Israel Should Try to Defang Hamas without Toppling It

Feb. 22 2019

For the time being, Hamas has chosen to avoid outright war with the Jewish state, but instead to apply sustained, low-intensity pressure through its weekly border riots and organizing terrorist cells in the West Bank. Yet it is simultaneously engaged in a major military build-up, which suggests that it has not entirely been deterred by the previous three Gaza wars. Yaakov Lappin considers Jerusalem’s options:

In recent years, the Israel Defense Force’s southern command, which is responsible for much of the war planning for Gaza, identified a long-term truce as the best of bad options for Israel. This is based on the understanding that an Israeli invasion of Gaza and subsequent destruction of the Hamas regime would leave Israel in the unenviable position of being directly in charge of some two-million mostly hostile Gazans. This could lead to an open-ended and draining military occupation. . . .

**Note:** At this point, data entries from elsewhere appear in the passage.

PR #823, opened 2026-06-03
docs(databricks-pack): draft cost-leak-hunter CFO output spec for @Gingiris-1031 review

jeremylongshore:
## Summary

Sub-deliverable from the issue [#795](https://github.com/jeremylongshore/claude-code-plugins-plus-skills/issues/795) thread with @Gingiris-1031 (Yipei Wei). Closes the **spec-design half** of bead `claude-0co4`. The skill code work itself stays gated on her sign-off — that's by design.

## Why this is a separate PR (not just a comment)

The spec is a **binding output contract** if Yipei signs off — it becomes what `databricks-cost-leak-hunter` is required to emit. That's substantial enough to live as a versioned doc in the pack's `000-docs/` design-record stream, not as a transient GitHub comment. A reviewer (now or later) needs to be able to read the same thing the skill is built against.

If she redlines or rejects, the doc gets superseded — but the audit trail of what we proposed and what got cut survives.

## What's in the spec

New file: `plugins/saas-packs/databricks-pack/000-docs/014-DR-DRFT-cost-leak-cfo-output-spec.md`

### The structure (AFFiNE-derived)
One sentence what + one proof. For CFO audience the proof is a **dollar number + date range**.

### Per-category output template
```
$X,XXX/month wasted on N <unit>, week of <YYYY-MM-DD>, fix in Y <atomic action>.
```

Four categories, each with format + worked example + evidence table:
1. **All-purpose vs job cluster overspend** ([D07](../blob/main/plugins/saas-packs/databricks-pack/000-docs/002-RL-RSRC-databricks-compute-pain-research.md))
2. **Instance-pool `min_idle` dual-billing trap** ([D09](../blob/main/plugins/saas-packs/databricks-pack/000-docs/002-RL-RSRC-databricks-compute-pain-research.md))
3. **DLT serverless misuse** ([D08, D11](../blob/main/plugins/saas-packs/databricks-pack/000-docs/003-RL-RSRC-databricks-delta-streaming-research.md))
4. **Idle SQL warehouse** ([D11](../blob/main/plugins/saas-packs/databricks-pack/000-docs/002-RL-RSRC-databricks-compute-pain-research.md))

Plus a summary rollup at the top of skill output and explicit rendering order (sorted highest-waste → lowest).

### What's explicitly cut from the CFO output
- Cluster topology diagrams
- DBU efficiency ratios / utilization %
- Spark UI execution plans
- Photon stats, partition counts, bytes-shuffled
[...]

PR #820, opened 2026-06-02
Add skillrot to external plugin sources

mishanefedov:
## Summary

Adds [**skillrot**](https://github.com/mishanefedov/skillrot) to `sources.yaml` so it's mirrored daily into the community marketplace.

skillrot is a linter that audits coding-agent skills for **external-CLI drift**: it reads each skill's bash, extracts the `command subcommand --flags` it uses, and checks them against the installed CLI's own `--help`. When a tool ships a new version and renames a flag or drops a subcommand, the skill keeps emitting the dead command and fails mid-task — skillrot catches that before it bites. Read-only (only ever runs `--help`/`--version`). Also ships a `--cost` context-budget audit measuring the always-on token tax each skill adds per session.

- Repo: https://github.com/mishanefedov/skillrot (MIT)
- Source path: `skills/skillrot` (mirrors `SKILL.md`)
- Works across Claude Code, Codex, opencode, Cursor — any `SKILL.md`-format agent

## Test plan

- [x] `sources.yaml` parses as valid YAML (49 sources)
- [x] Entry follows the existing external-source schema (name/description/repo/source_path/target_path/author/license/category/include/exclude)
- [ ] Maintainer: daily sync mirrors `skills/skillrot/SKILL.md` into `plugins/community/skillrot`

PR #811, opened 2026-05-31
Add google-maps-agent-skills to community plugins

manchungkali:
Adds google-maps-agent-skills to the Community section.

8 skills for Google Maps lead generation: scrape businesses, extract emails, find local leads, analyze competitors, write cold outreach.

Install: `npx skills add gmapsscraper/google-maps-agent-skills/google-maps-scraper`

Repo: https://github.com/gmapsscraper/google-maps-agent-skills

PR #838, opened 2026-06-04
feat(ci): pr-classifier — deterministic file-level PR component detection

jeremylongshore:
## Summary

PR 1 of the 3-PR new-track CI overhaul. Replaces the coarse `awk -F/ '{print $1"/"$2"/"$3}'` depth-3 extractor in `pr-prescreen.yml` that caused doc-only PRs to drag unrelated skills into validator scoring. **PR #823 was the trigger case** — a doc-only edit caused the prescreen to scan all 24 skills in `databricks-pack`, inherit a pre-existing C-grade as the PR's blocker, and `gh pr review --request-changes` against the contributor.

This PR is **foundation only** — adds the classifier + tests, doesn't yet rewire the prescreen workflow. PRs 2 and 3 build on this output to split `validate-plugins.yml` by domain and rewrite the prescreen.

## What ships

| File | Purpose |
|---|---|
| `scripts/pr-classifier/__init__.py` | Package marker |
| `scripts/pr-classifier/rules.py` | Entire deterministic ruleset + catalog/sources diff parsers |
| `scripts/pr-classifier/detect_components.py` | CLI entry point (`--stdin` / `--file` / `--diff-file` / positional) |
| `scripts/pr-classifier/README.md` | Usage + contract + extension instructions |
| `tests/pr-classifier/test_classifier.py` | **46 deterministic tests** |
| `tests/pr-classifier/fixtures/pr-823.{files,diff,expected.json}` | Real-PR snapshot regression for the bug-triggering case |

## Key design points

- **Depth-4 cut for skills.** `plugins/<cat>/<plugin>/skills/<skill>/SKILL.md` surfaces ONLY the named skill. No cascade to sibling skills.
- **Deterministic.** Same input → same output, always. No network, no LLM, no I/O beyond `--file` / `--diff-file` reads.
- **JSON-serializable, sorted lists, stable across runs.** Verified by `test_deterministic_repeat_runs`.
- **15 contribution types** covered: skill, agent, mcp, hook, plugin, catalog, catalog_add, sources, sources_add, ci, frontend, script, test, doc, plus an `unknown` detector that surfaces unrecognized patterns.
- **Self-classifies.** The classifier classifies its own PR correctly — `test_self_classification` pins this.

## Output JSON shape

```json
{
  "contribution_types": ["plugin", "skill"],
  "plugin_paths": ["plugins/saas-packs/databricks-pack"],
  "affected_skills": ["databricks-incident-runbook"],
  "affected_agents": [],
  "affected_mcp": [],
  "affected_hooks": [],
  "catalog_additions": [
    {"name": "aomi", "source": "./plugins/crypto/aomi", "category": "crypto"}
  ],
  "sources_additions": [],
  "file_categories": {"md": 4, "json": 2},
  "touches_workflows": false,
  "touches_frontend": false,
  "touches_scripts": false,
  "touches_tests": false,
  "unknown": false,
  "unmatched": []
}
```

## Bug caught while writing the tests

`marketplace/DESIGN.md` and similar `marketplace/<not-src>/*.md` files were not being classified as docs because the doc rule excluded ALL of `marketplace/`. Fixed in this PR: only `marketplace/src/**` is treated as frontend; the rest of `marketplace/` counts as doc. The test `test_marketplace_root_not_src_doesnt_count_as_frontend` pins the corrected behavior.

## How CI picks this up

Wires into the existing `python-tests` matrix job in `.github/workflows/validate-plugins.yml` automatically — `test_*.py` is auto-discovered. **No new workflow needed for this PR.**

## Test plan

- [ ] `python3 -m pytest tests/pr-classifier/ -v` shows 46 passing tests.
- [ ] Smoke-test the CLI:
  - `python3 scripts/pr-classifier/detect_components.py plugins/security/penetration-tester/skills/auditing-npm-dependencies/SKILL.md --pretty` outputs `affected_skills: ["auditing-npm-dependencies"]`
  - `python3 scripts/pr-classifier/detect_components.py --file tests/pr-classifier/fixtures/pr-823.files --diff-file tests/pr-classifier/fixtures/pr-823.diff --pretty` matches the committed expected.json
- [ ] CI's `python-tests` job runs the 46 new tests + the existing repo tests without regression.

## What's NOT in this PR

- **Workflow split** — `validate-plugins.yml` still monolithic. PR 2 does that, keyed on this classifier's output.
- **Prescreen rewrite** — `pr-prescreen.yml` still uses the old `awk` extractor. PR 3 rewires it to consume this classifier's output and post a single coordinated comment.
- **Public grading page** — PR 3 ships the `tonsofskills.com/grading` page using the same rubric the prescreen grades against.
- **More historical snapshot fixtures** — only #823 is captured here. PRs #811, #818, #819, #820, #821, #822 can land as fixtures in follow-up PRs.

## Why this PR is small + reviewable

The plan called for shipping the classifier independently so PRs 2 and 3 can each be reviewed without cross-cutting churn. After this lands, PR 2 introduces the new workflow files; PR 3 wires the prescreen to consume the classifier. Each PR is independently reversible.

- Jeremy Longshore
intentsolutions.io

### DIFF
--- a/scripts/pr-classifier/README.md
+++ b/scripts/pr-classifier/README.md
@@ -1,0 +1,132 @@
+# pr-classifier — File-level PR component detection
+
+Given a list of files changed in a PR, emit a structured JSON object describing the contribution: which plugins, skills, agents, MCP servers, hooks, workflows, scripts, and docs are affected, plus any catalog or sources additions parsed from the diff.
+
+Deterministic. Same input → same output, always. No network, no LLM, no I/O beyond `--file` / `--diff-file` reads and stdout JSON emission.
+
+## Why this exists
+
+The previous prescreen pipeline used a coarse `awk -F/ '{print $1"/"$2"/"$3}'` extractor at depth 3, which surfaced the plugin directory of any changed file. That caused doc-only PRs touching `plugins/saas-packs/<pack>/000-docs/foo.md` to drag in every skill in the pack for validator scoring — including unrelated skills that already had pre-existing C grades, which were then incorrectly attributed to the new PR as blockers. PR #823 hit this exactly.
+
+The classifier cuts at depth 4 for skills (`plugins/<cat>/<plugin>/skills/<skill>/SKILL.md`) and only surfaces the SPECIFIC skill whose SKILL.md was modified. Pack-level changes still surface as `plugin_paths`, but the prescreen no longer fans out into every skill in the pack by default.
+
+## Usage
+
+### From stdin (typical CI)
+
+```bash
+git diff --name-only origin/main..HEAD | \
+    python3 scripts/pr-classifier/detect_components.py --stdin
+```
+
+### From a file list
+
+```bash
+python3 scripts/pr-classifier/detect_components.py --file /tmp/pr-files.txt
+```
+
+### With diff for catalog/sources detection
+
+```bash
+python3 scripts/pr-classifier/detect_components.py \
+    --stdin --diff-file /tmp/pr-diff.patch
+```
+
+### Positional
+
+```bash
+python3 scripts/pr-classifier/detect_components.py \
+    plugins/security/penetration-tester/skills/auditing-npm-dependencies/SKILL.md \
+    .github/workflows/validate-plugins.yml
+```
+
+### Pretty-print
+
+```bash
+... --pretty
+```
+
+## Output JSON shape
+
+```json
+{
+  "contribution_types": ["plugin", "skill"],
+  "plugin_paths": ["plugins/saas-packs/databricks-pack"],
+  "affected_skills": ["databricks-incident-runbook"],
+  "affected_agents": [],
+  "affected_mcp": [],
+  "affected_hooks": [],
+  "catalog_additions": [
+    { "name": "aomi", "source": "./plugins/crypto/aomi", "category": "crypto" }
+  ],
+  "sources_additions": [],
+  "file_categories": { "md": 4, "json": 2 },
+  "touches_workflows": false,
+  "touches_frontend": false,
+  "touches_scripts": false,
+  "touches_tests": false,
+  "unknown": false,
+  "unmatched": []
+}
+```
+
+All top-level lists are sorted; the dict is JSON-serializable and stable across runs.
+
+## Contribution types
+
+| Type          | Trigger                                                             |
+| ------------- | ------------------------------------------------------------------- |
+| `skill`       | A `plugins/<cat>/<plugin>/skills/<skill>/SKILL.md` file             |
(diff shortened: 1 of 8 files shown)


jeremylongshore:
## Code review applied (commit fc6b41fbe)

Code-reviewer agent flagged **3 CRITICAL + 4 HIGH + 3 NIT** items. All CRITICAL and HIGH addressed:

**CRITICAL — Brace-in-string corrupts catalog parser.** A description like `"Uses {foo {bar} patterns"` (unbalanced braces inside a JSON string value) silently drove the depth counter wrong and DROPPED the entire catalog entry. Real plugin descriptions use template placeholders in curly braces — this is a live risk. Fixed with `_count_unquoted_braces()` helper that walks char-by-char with string-state tracking (handles `\"` escape).

**CRITICAL — Depth-6+ skills silently misclassified.** The hardcoded `path.parts[3] == "skills"` check missed sub-vendored layouts like `plugins/saas-packs/<vendor>/<sub>/skills/<x>/SKILL.md`. No such plugins exist today but it's a forward-looking risk. Replaced with path-tail signature matching (`parts[-3] == "skills"`), same depth-flex applied to agent rule.

**HIGH — `sources_additions` parser fired on non-root `sources.yaml`.** Inconsistent with `classify_files` which correctly restricts to root. Fixed via regex match against the diff-git header.

**HIGH — `file_categories` was non-deterministic.** Counter preserves insertion order based on input file order. `to_json(sort_keys=True)` hid this at serialization but the in-memory dict broke the "deterministic" contract. Now sorted before return.

**HIGH — Self-classification test listed 5 of 9 files.** Expanded to the full set (including README and fixture files) so the test pins what the classifier actually sees on its own PR.

**Tests added (8 new):**
- `TestBraceInStringCatalogParser` (unbalanced + helper unit)
- `TestDepthFlexibleSkillMatch` (depth-5 + depth-4 regression)
- `TestSourcesYamlRootOnly` (non-root rejected, root accepted)
- `TestFileCategoriesDeterminism` (sorted, order-independent)

**54 tests passing (was 46).**

**NITs deferred** (documented for follow-up):
- `dependabot.yml` / `CODEOWNERS` / `LICENSE` land as `unknown` — could add a `config` contribution type if signal becomes noisy
- CLI lacks file-size guard on `--stdin` / `--file` — CI input is `git diff` output, low risk
- Snapshot fixture name "regression for #823" is somewhat misleading — the real PR #823 included a SKILL.md change, so the fixture correctly reflects what the classifier sees but isn't the doc-only regression case. The synthetic `test_pr_823_doc_only_change_does_not_drag_pack_skills` test IS that case.

Jeremy Longshore
intentsolutions.io

PR #856, opened 2026-06-11
feat(ccp): frontmatter-scope kernel-shadow deviation + re-pin @intentsolutions/core 0.4.1

jeremylongshore:
## Scope finding

The kernel-shadow (`scripts/kernel-shadow-validation.mjs`, merged in #855) compared the kernel's authoring/v1 `skill-frontmatter` machine-spec against the existing prose-spec validator (`scripts/validate-skills-schema.py --marketplace --json`). The **raw** per-file PASS/FAIL deviation **conflated two different scopes**:

- The **kernel** `skill-frontmatter` schema is a **FRONTMATTER contract** — it grades the YAML frontmatter block and nothing else.
- The **prose-spec validator** lints **frontmatter AND the markdown body** (required `## Overview` / `## Instructions` / `## Output` / … sections at marketplace tier; body errors are prefixed `[body]`).

So a file with valid frontmatter but missing body sections is **existing-FAIL** (the prose-spec fails it on `[body]` errors) yet **kernel-PASS** (the frontmatter is genuinely valid). That is **not** a kernel gap — it's a **scope difference**. Counting it as a deviation inflated the raw number.

## What this PR does

Scopes the existing-validator verdict to **frontmatter** (the kernel's actual scope) and emits **both** signals in the console summary, `report.json`, the GitHub Step Summary, and the file header docstring:

- **`frontmatterDeviationPct`** — the **cutover-relevant** signal. Every `[body]`-prefixed error is filtered out before counting; a file is a frontmatter deviation only when the kernel and the frontmatter-scoped prose-spec verdict disagree.
- **`bodyScopeOnlyCount`** — **informational**. Files the kernel passes that the prose-spec fails on **body sections only** — a scope difference, NOT a kernel gap.

Mechanism: the batch `--json` run emits only per-file error **counts**; the **single-file** `--json` invocation emits the error **string** list. The shadow runs the batch once to enumerate the corpus + raw verdict, then re-fetches strings per-file **only for the (small) raw-disagreement set** to scope it — never for the whole corpus.

## Re-pin

`@intentsolutions/core` `0.4.0` → exact **`0.4.1`** across `package.json` + `pnpm-lock.yaml` (`pnpm install`) + the script's `KERNEL_PIN` constant + the header docstring. The exact-pin drift-guard still fires on any mismatch.

## Measured frontmatter deviation (real corpus, 3625 files)

| signal | value |
|---|---|
| **frontmatter agree** | **3583** |
| **frontmatter disagree** | **42** |
| **frontmatter deviation rate** | **1.16%** |
| body-scope-only (informational) | 1897 |
| raw disagree (scope-conflated) | 1939 |
| raw deviation rate | 53.49% |
| existing-PASS / kernel-FAIL | 0 |
| existing-FAIL / kernel-PASS | 1939 |

**The frontmatter deviation is 1.16%, NOT ~0%** (the "40/40 `[body]`-only" finding in the task brief was a sample that missed these). Scoping the deviation surfaced **42 genuine frontmatter disagreements** — real prose-spec frontmatter checks the kernel's `skill-frontmatter` schema does **not yet encode**. These are kernel gaps to surface, broken down as:

- **33** — `[frontmatter]` unscoped `Bash` in `allowed-tools` (prose-spec requires scoped `Bash(git:*)` etc; the kernel accepts plain `Bash`). 1× notion-pack, 1× supabase-pack, 1× framecraft, 30× openrouter-pack.
- **7** — `[security]` `description` contains shell-substitution (`$(...)` / backticks / `${VAR}`): 5× langchain-py-pack, 1× podium-pack, 1× penetration-tester.
- **1** — `[frontmatter]` `description` exceeds 1024 characters: `plugins/community/contributing-clanker/skills/contribute/SKILL.md`.
- **1** — `[frontmatter]` `name` contains reserved word: `plugins/community/claude-reflect/SKILL.md`.

(Full list with per-file errors in the `frontmatter-deviations` listing of `scripts/.kernel-shadow/report.json`. Zero scope-fetch failures.)

## Advisory / untouched

- **Advisory · non-blocking · non-required preserved** — no change to `.github/workflows/kernel-shadow-validation.yml` (`continue-on-error: true`, not in the branch-protection required set).
- **Untouched:** `scripts/validate-skills-schema.py`, `.github/workflows/validate-plugins.yml`, and the working-tree `CLAUDE.md` change (deliberately left unstaged).
- Known cosmetic nit (not fixed here, to honor "do not modify any other workflow"): `kernel-shadow-validation.yml` header comments still say `0.4.0` descriptively; the workflow installs the exact pin from the lockfile (now 0.4.1), so behavior is correct.

**Beads:** bd_000-projects-26ef

### DIFF
--- a/package.json
+++ b/package.json
@@ -47,7 +47,7 @@
     "@commitlint/config-conventional": "^20.5.3",
     "@eslint/js": "^9.39.4",
     "@intentsolutions/audit-harness": "^1.1.5",
-    "@intentsolutions/core": "0.4.0",
+    "@intentsolutions/core": "0.4.1",
     "@types/node": "^20.19.41",
     "ajv": "^8.17.1",
     "ajv-formats": "^3.0.1",
--- a/pnpm-lock.yaml
+++ b/pnpm-lock.yaml
@@ -26,8 +26,8 @@ importers:
         specifier: ^1.1.5
         version: 1.1.5
       '@intentsolutions/core':
-        specifier: 0.4.0
-        version: 0.4.0
+        specifier: 0.4.1
+        version: 0.4.1
       '@types/node':
         specifier: ^20.19.41
         version: 20.19.41
@@ -1754,8 +1754,8 @@ packages:
     engines: {node: '>=18'}
     hasBin: true
 
-  '@intentsolutions/core@0.4.0':
-    resolution: {integrity: sha512-rwguEa/l7CDBvrhUskcodZfAs7k0VvkjgcYDc4lQ/L1KNYXroEvwkhYy8PNajlAg4CN6Cb0Tf9fH6jt07B5+Sw==}
+  '@intentsolutions/core@0.4.1':
+    resolution: {integrity: sha512-wfZuLlWmzJ1kuOb7MdxAcmILqzBE/6nz0qJLlCsHjD27Gdv2B+GwPloCXG7He4YKmJlmgsk2Dhfo4iXQcVo/hg==}
     engines: {node: '>=20.0.0', pnpm: '>=9.0.0'}
 
   '@isaacs/cliui@8.0.2':
@@ -6478,7 +6478,7 @@ snapshots:
 
   '@intentsolutions/audit-harness@1.1.5': {}
 
-  '@intentsolutions/core@0.4.0':
+  '@intentsolutions/core@0.4.1':
     dependencies:
       zod: 4.4.3
 
--- a/scripts/kernel-shadow-validation.mjs
+++ b/scripts/kernel-shadow-validation.mjs
@@ -7,7 +7,7 @@
  * WHAT THIS IS
  * ------------
  * Runs the kernel's published machine-spec — the authoring/v1 `skill-frontmatter`
- * JSON Schema from @intentsolutions/core@0.4.0 — over the SAME SKILL.md corpus the
+ * JSON Schema from @intentsolutions/core@0.4.1 — over the SAME SKILL.md corpus the
  * existing prose-spec validator (scripts/validate-skills-schema.py) already grades,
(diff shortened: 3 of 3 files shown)


jeremylongshore:
### CI status: 20 pass · 2 pre-existing reds (not from this PR)

The two failing checks are **pre-existing on `main`** and unrelated to this diff (which changes only `package.json`, `pnpm-lock.yaml`, and `scripts/kernel-shadow-validation.mjs` — zero Python, zero markdown):

- **`markdownlint`** — 3× `MD012/no-multiple-blanks` in `marketplace/src/content/blog-posts/{hitl-delivery-is-a-fail-closed-exactly-once-problem,honor-the-gate-when-the-verdict-is-inconvenient,stop-crying-wolf-3-strike-uptime-monitor-gate}.md`. These blog files exist unchanged on `main` (authored in a prior blog-mirror commit); not touched here.
- **`test (python-tests)`** — 6 failures all in `scripts/pr-prescreen/test_summarize.py` (`module 'summarize' has no attribute 'GROQ_URL'`, `'skipped: no api key' != 'ok'`, `KeyError: 'body'`, …) — environment/mock-dependent pr-prescreen summarizer tests. `validate-skills-schema.py` is untouched.

Both reds reproduce on the base commit (`22f99a9`) and the latest `main` runs are already `failure`, so they are out of scope for this kernel-shadow change. Fixing them here would be unrelated scope creep.

The check this PR is actually about — **`kernel-shadow (advisory, non-blocking)`** — **passes** (3m48s), running the refined frontmatter-scoped shadow against the re-pinned `@intentsolutions/core@0.4.1`.

- Jeremy Longshore
intentsolutions.io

Alternatively, Israel could demolish the Hamas regime and leave Gaza, putting it on a fast track to a “Somalia model” of anarchy and violence. In that scenario, . . . multiple jihadist armed gangs lacking a central ruling structure would appear, and Israel would be unable to project its military might to any single “return address” in Gaza. This would result in a loss of Israel’s deterrent force on Gaza to keep the region calm. This scenario would be considerably worse than the current status quo.

But a third option, in between the options of leaving Gaza as it is and toppling Hamas in a future war, may exist. In this scenario, the IDF would decimate Hamas’s military wing in any future conflict but leave its political wing and police force in place. This would enable a rapid Israeli exit after a war, but avoid a Somalia-like fate for Gaza with its destructive implications for both Israelis and Gazans. . . .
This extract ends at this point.